◆ **Directions**:
Begin at the line containing "Engine (Linux, CPU)" and reproduce every line through the end of the entries below. Nothing else should appear.

◆ **Exercise data**:
PR #144, opened 2026-07-13
ci: GitHub Actions — engine, web, Python, CUDA syntax (free for public repos)

ZacharyZcR:
Four lightweight jobs, triggered on push/PR to dev and main:

| Job | What it catches | Time |
|---|---|---|
| **engine** | `make glm` build + `make test-c` (7 tests) | ~30s |
| **cuda-syntax** | `nvcc -c backend_cuda.cu` (no GPU needed) | ~40s |
| **web** | `npm run build` + 17 vitest | ~25s |
| **python** | `unittest discover test_*.py` | ~5s |

All free on public repos (GitHub-hosted runners). The whole matrix finishes in under 2 minutes.

Born from recent pain: a textually clean 3-way merge silently regressed prefill 4× (OMP tuning vs CUDA), an executable bit was lost in transit, and a CORS mismatch hid behind a build that looked fine. This pipeline would have caught all three at the PR stage.

Intentionally minimal — no GPU runner (those aren't free), no model download, no integration tests. The bar is 'does it compile, do the unit tests pass, does the web UI build.' Everything else stays on the lab machine.

### DIFF
--- a/.github/workflows/ci.yml
+++ b/.github/workflows/ci.yml
@@ -1,0 +1,66 @@
+name: CI
+
+on:
+  pull_request:
+    branches: [dev, main]
+  push:
+    branches: [dev, main]
+
+jobs:
+  engine:
+    name: Engine (Linux, CPU)
+    runs-on: ubuntu-latest
+    steps:
+      - uses: actions/checkout@v4
+      - name: Build glm
+        run: cd c && make glm
+      - name: C test suite
+        run: cd c && make test-c
+
+  engine-cuda-syntax:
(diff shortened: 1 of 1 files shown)


rajpratham1 (approved):
This looks good to me.

The workflow provides a solid baseline CI pipeline by validating the C engine, web application, Python test suite, and CUDA source compilation. The separation into independent jobs also makes failures easier to diagnose and should improve contributor confidence before merging changes.

I don't see any issues with this implementation. Nice addition to the project's automation.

◆ **Reply**:
+    name: Engine (Linux, CPU)
+    runs-on: ubuntu-latest
+    steps:
+      - uses: actions/checkout@v4
+      - name: Build glm
+        run: cd c && make glm
+      - name: C test suite
+        run: cd c && make test-c
+
+  engine-cuda-syntax:
(diff shortened: 1 of 1 files shown)


rajpratham1 (approved):
This looks good to me.

The workflow provides a solid baseline CI pipeline by validating the C engine, web application, Python test suite, and CUDA source compilation. The separation into independent jobs also makes failures easier to diagnose and should improve contributor confidence before merging changes.

I don't see any issues with this implementation. Nice addition to the project's automation.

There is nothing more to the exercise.